PR #4455, opened 2022-04-05
Terraform init -upgrade flag

### LINKED ISSUE #4333: Support -upgrade flag for terraform init
### Summary

When utilizing provider version pins, and subsequently changing the pinned provider version in the Terraform project, the `terraform init` operation will fail due to the inability of this module to pass in `-upgrade` to the `terraform init` command.

Therefore, I would like there to be an option for the `init` operation to use the `-upgrade` flag, which will allow the specified providers to be installed.

This affects Terraform versions 1.x, possibly 0.13+ as well.

### Issue Type

Feature Idea

### Component Name

terraform

### Additional Information

```shell

TASK [ansible-role-kubernetes : Run Terraform Cluster Init and Plan] **********************************************************************************************************
fatal: [localhost]: FAILED! => changed=false
  cmd: /usr/local/bin/terraform init -input=false
  msg: |-
    [31m[31m╷[0m[0m
    [31m│[0m [0m[1m[31mError: [0m[0m[1mFailed to query available provider packages[0m
    [31m│[0m [0m
    [31m│[0m [0m[0mCould not retrieve the list of available versions for provider
    [31m│[0m [0mhashicorp/azurerm: locked provider registry.terraform.io/hashicorp/azurerm
    [31m│[0m [0m2.98.0 does not match configured version constraint 2.97.0; must use
    [31m│[0m [0mterraform init -upgrade to allow selection of new versions
    [31m╵[0m[0m
    [0m[0m
  rc: 1
  stderr: |-
    [31m[31m╷[0m[0m
    [31m│[0m [0m[1m[31mError: [0m[0m[1mFailed to query available provider packages[0m
    [31m│[0m [0m
    [31m│[0m [0m[0mCould not retrieve the list of available versions for provider
    [31m│[0m [0mhashicorp/azurerm: locked provider registry.terraform.io/hashicorp/azurerm
    [31m│[0m [0m2.98.0 does not match configured version constraint 2.97.0; must use
    [31m│[0m [0mterraform init -upgrade to allow selection of new versions
    [31m╵[0m[0m
    [0m[0m
  stderr_lines: <omitted>
  stdout: |-
    [0m[1mInitializing modules...[0m

    [0m[1mInitializing the backend...[0m

    [0m[1mInitializing provider plugins...[0m
    - Reusing previous version of hashicorp/azurerm from the dependency lock file
  stdout_lines: <omitted>

```

### Code of Conduct

geekifier:
##### SUMMARY

This PR adds a new `provider_upgrade` option to the Terraform module. This is needed, so that `terraform init` can pull new provider versions when the version pinned within an existing Terraform project changes. 

This fixes #4333 

##### ISSUE TYPE

- Feature Pull Request

##### COMPONENT NAME

##### ADDITIONAL INFORMATION

I have included a basic integration test to test this behavior. Simply set `terraform_provider_upgrade: no` in the vars to see the previous failure behavior.

Changing provider constraints is a common usage scenario in Terraform. This prevents the user from having to completely blow away their terraform project directories every time the constraints are changed.

### DIFF
--- a/plugins/modules/cloud/misc/terraform.py
+++ b/plugins/modules/cloud/misc/terraform.py
@@ -129,6 +129,7 @@ options:
       - Allows Terraform init to upgrade providers to versions specified in the project's version constraints.
     default: false
     type: bool
+    version_added: 3.8.0
   init_reconfigure:
     description:
       - Forces backend reconfiguration during init.
--- a/plugins/modules/cloud/misc/terraform.py
+++ b/plugins/modules/cloud/misc/terraform.py
@@ -129,7 +129,7 @@ options:
       - Allows Terraform init to upgrade providers to versions specified in the project's version constraints.
     default: false
     type: bool
-    version_added: 3.8.0
+    version_added: 4.8.0
   init_reconfigure:
     description:
       - Forces backend reconfiguration during init.
--- a/plugins/modules/cloud/misc/terraform.py
+++ b/plugins/modules/cloud/misc/terraform.py
@@ -126,6 +126,11 @@ options:
     version_added: '0.2.0'
   init_reconfigure:
     description:
+      - Allows Terraform init to upgrade providers to versions specified in the project's version constraints.
+    default: false
+    type: bool
+  provider_upgrade:
+    description:
       - Forces backend reconfiguration during init.
     default: false
     type: bool
@@ -266,7 +271,7 @@ def _state_args(state_file):
     return []
 
 
-def init_plugins(bin_path, project_path, backend_config, backend_config_files, init_reconfigure, plugin_paths):
+def init_plugins(bin_path, project_path, backend_config, backend_config_files, init_reconfigure, provider_upgrade, plugin_paths):
     command = [bin_path, 'init', '-input=false']
     if backend_config:
         for key, val in backend_config.items():
@@ -279,6 +284,8 @@ def init_plugins(bin_path, project_path, backend_config, backend_config_files, i
             command.extend(['-backend-config', f])
     if init_reconfigure:
         command.extend(['-reconfigure'])
+    if provider_upgrade:
+        command.extend(['-upgrade'])
     if plugin_paths:
         for plugin_path in plugin_paths:
             command.extend(['-plugin-dir', plugin_path])
@@ -384,6 +391,7 @@ def main():
             overwrite_init=dict(type='bool', default=True),
             check_destroy=dict(type='bool', default=False),
             parallelism=dict(type='int'),
+            provider_upgrade=dict(type='bool', default=False),
         ),
         required_if=[('state', 'planned', ['plan_file'])],
         supports_check_mode=True,
@@ -405,6 +413,7 @@ def main():
     init_reconfigure = module.params.get('init_reconfigure')
     overwrite_init = module.params.get('overwrite_init')
     check_destroy = module.params.get('check_destroy')
+    provider_upgrade = module.params.get('provider_upgrade')
 
     if bin_path is not None:
         command = [bin_path]
@@ -422,7 +431,7 @@ def main():
 
     if force_init:
         if overwrite_init or not os.path.isfile(os.path.join(project_path, ".terraform", "terraform.tfstate")):
-            init_plugins(command[0], project_path, backend_config, backend_config_files, init_reconfigure, plugin_paths)
+            init_plugins(command[0], project_path, backend_config, backend_config_files, init_reconfigure, provider_upgrade, plugin_paths)
 
     workspace_ctx = get_workspace_context(command[0], project_path)
     if workspace_ctx["current"] != workspace:
--- a/plugins/modules/cloud/misc/terraform.py
+++ b/plugins/modules/cloud/misc/terraform.py
@@ -124,12 +124,12 @@ options:
     type: list
     elements: path
     version_added: '0.2.0'
-  init_reconfigure:
+  provider_upgrade:
     description:
       - Allows Terraform init to upgrade providers to versions specified in the project's version constraints.
     default: false
     type: bool
-  provider_upgrade:
+  init_reconfigure:
     description:
       - Forces backend reconfiguration during init.
     default: false
--- a/tests/integration/targets/terraform/tasks/main.yml
+++ b/tests/integration/targets/terraform/tasks/main.yml
@@ -1,19 +1,37 @@
 ---
 
-- name: Check if terraform is present in path
-  command: "command -v terraform"
-  register: terraform_binary_path
-  ignore_errors: true
+# Fallback in case existing_terraform_path var is missing. Saves us from checking for `not defined`
+# conditions in multiple tasks below.
 
-- name: Check Terraform version
-  command: terraform version
-  register: terraform_version_output
-  when: terraform_binary_path.rc == 0
-
-- name: Set terraform version
+- name: Check if existing_terraform_path var is missing
   set_fact:
-    terraform_version_installed: "{{ terraform_version_output.stdout | regex_search('(?!Terraform.*)(v[0-9]+\\.[0-9]+\\.[0-9]+)') }}"
-  when: terraform_version_output.changed
+      existing_terraform_path: "{{ existing_terraform_path | default('') }}"
+
+# This block checks and registers Terraform version of the binary found in path. It's 
+# skipped when user sets `existing_terraform_path`.
+
+- name: Check for existing Terraform in path
+  block:
+  - name: Check if terraform is present in path
+    command: "command -v terraform"
+    register: terraform_binary_path
+    ignore_errors: true
+
+  - name: Check Terraform version
+    command: terraform version
+    register: terraform_version_output
+    when: terraform_binary_path.rc == 0
+
+  - name: Set terraform version
+    set_fact:
+      terraform_version_installed: "{{ terraform_version_output.stdout | regex_search('(?!Terraform.*v)([0-9]+\\.[0-9]+\\.[0-9]+)') }}"
+    when: terraform_version_output.changed
+
+  when: existing_terraform_path | length == 0
+
+# This block handles taks of installing the Terraform binary. This happens if user does not set
+# `existing_terraform_path` AND if there is no existing terraform in $PATH OR version does not
+# match `terraform_version`
 
 - name: Execute Terraform install tasks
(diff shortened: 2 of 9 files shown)


plugins/modules/cloud/misc/terraform.py
```diff
@@ -124,6 +124,11 @@
     type: list
     elements: path
     version_added: '0.2.0'
+  provider_upgrade:
+    description:
+      - Allows Terraform init to upgrade providers to versions specified in the project's version constraints.
+    default: false
+    type: bool
```
felixfontein, line 131:
```suggestion
    type: bool
    version_added: 3.8.0
```

tests/integration/targets/terraform/vars/main.yml
```diff
@@ -0,0 +1,29 @@
+---
+
+# Terraform version that will be downloaded
+terraform_version: 1.1.7
+
+# Architecture of the downloaded Terraform release (needs to match testing platform)
+terraform_arch: linux_amd64
```
felixfontein, line 7: How about composing this from Ansible facts?

tests/integration/targets/terraform/tasks/test_provider_upgrade.yml
```diff
@@ -0,0 +1,23 @@
...
+    force: yes
+  register: terraform_provider_hcl
+
+# The purpose of this task is to init terraform multiple times with different provider module
+# versions, so that we can verify that provider upgrades during init work as intended.
+
+- name: Init Terraform configuration with pinned provider version
+  community.general.terraform:
+    project_path: "{{ terraform_provider_hcl.dest | dirname }}"
+    binary_path: "{{ remote_tmp_dir }}/terraform"
```
felixfontein, line 16: How will this work when terraform wasn't downloaded by this test?

felixfontein (commented):
Thanks for your contribution, in particular with tests :tada:! Could you please add a [changelog fragment](https://docs.ansible.com/ansible/devel/community/collection_development_process.html#creating-a-changelog-fragment)?

I added some first comments.

tests/integration/targets/terraform/vars/main.yml
geekifier: It can be done, but we will need to maintain a mapping of the arch names that Ansible uses and whatever Hashicorp uses for their releases, as they're most likely not the same.

tests/integration/targets/terraform/tasks/test_provider_upgrade.yml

• Task details: Determine how many lines of the data above contain the string "present", and give the result with nothing else.

• Worked solution: 2